2年前(2008年)の秋、財政部など経済官僚や、清華大学を始めとする学者、それに関連する国有企業の関係者たちが西郊賓館(北京市海淀区)に集結して、次世代の自動車産業について討論した。

その結果、中国が主導して10年後には『電動汽車』が、いまのガソリン車に取って代わるよう自動車業界を再編していくとの結論に至った。

そこで、中国政府は『電動汽車』の購入者に、最大6万元(約110万円)の補助金を出すことなどを決めた──。

中国の巨大都市、上海。2010年、「上海万博」を終えた中国は「次世代の目玉産業」へと動きだした

■2010年時点で、次世代の自動車産業の方向性を定めた中国

 私は、話を聞き間違えたかと思った。『電動汽車』など当時、北京のどこにも走っていなかったからだ。

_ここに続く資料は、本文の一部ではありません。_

PR #17281, opened 2019-10-14
Update procedure for removing an additional network

jboxman:
- https://bugzilla.redhat.com/show_bug.cgi?id=1758295

### DIFF
--- a/modules/nw-multus-delete-network.adoc
+++ b/modules/nw-multus-delete-network.adoc
@@ -8,6 +8,13 @@ As a cluster administrator, you can remove an additional network from your
 {product-title} cluster. The additional network is not removed from any Pods it
 is attached to.
 
+[IMPORTANT]
+====
+In {product-title} 4.2.0 you must manually delete the additional network CR after removing it from the Cluster Network Operator configuration.
+This will be fixed in a future release.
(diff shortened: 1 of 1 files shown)


modules/nw-multus-delete-network.adoc
```diff
@@ -8,6 +8,13 @@ As a cluster administrator, you can remove an additional network from your
 {product-title} cluster. The additional network is not removed from any Pods it
 is attached to.
 
+[IMPORTANT]
+====
+In {product-title} 4.2.0 you must manually delete the additional network CR after removing it from the Cluster Network Operator configuration.
```
bobfuru: Are we certain this will apply only to this z-stream release (`4.2.0`), rather than just `4.2`?

bobfuru (commented):
One question but LGTM otherwise!

modules/nw-multus-delete-network.adoc
jboxman: @bobfuru, it's targeted to be fixed in 4.3.0 and back ported to 4.2.1.

weliang1 (commented):
LGTM

jboxman:
@weliang1 thank you!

 それでシンポジウムの終了後に、発言した国家電網の幹部のところへ行って、いろいろと質問を浴びせた。すると彼は、「では後日、弊社に案内しよう」と言ってくれた。

 お言葉に甘えて、北京北郊にある国家電網の研究所にお邪魔した。すると正門を入って左手に、「中国電力科学研究院電動汽車充電站」と書かれた、ガソリンスタンドのような白い建造物が見えた。

「これは最近、完成したばかりの中国第一号の『電動汽車』の充電スタンドだ。10年後には、中国のいたるところにこれが据えつけられ、既存のガソリンスタンドに取って代わるだろう。われわれ電力業界が、次世代の自動車産業の主要な一翼を担うことになるのだ」

 私は、眼前にある充電スタンドという「証拠品」を目の当たりにしても、まだ半信半疑だった。

 だが中国は確かに、2010年の時点で、次世代の自動車産業の方向性を定め、実際に充電スタンドを作っていたのだ。

■世界の自動車業界の「再編」それを読んでいたのがカルロス・ゴーン

 この時から、EVに興味を持って調べていくと、「裏の仕掛け人」が浮かび上がってきた。

 それは、2018年11月19日に、東京で電撃的に逮捕されることになるカルロス・ゴーン日産ルノーグループ会長だった。

 ゴーン会長が、胡錦濤政権の幹部たちに、「EVシフト」を強く勧めているというのだ。

 当時、ゴーン会長は、年に何度も訪中していた。そこで訪中しているある時、ゴーン会長が内部向けに行った講演会に入れてもらった。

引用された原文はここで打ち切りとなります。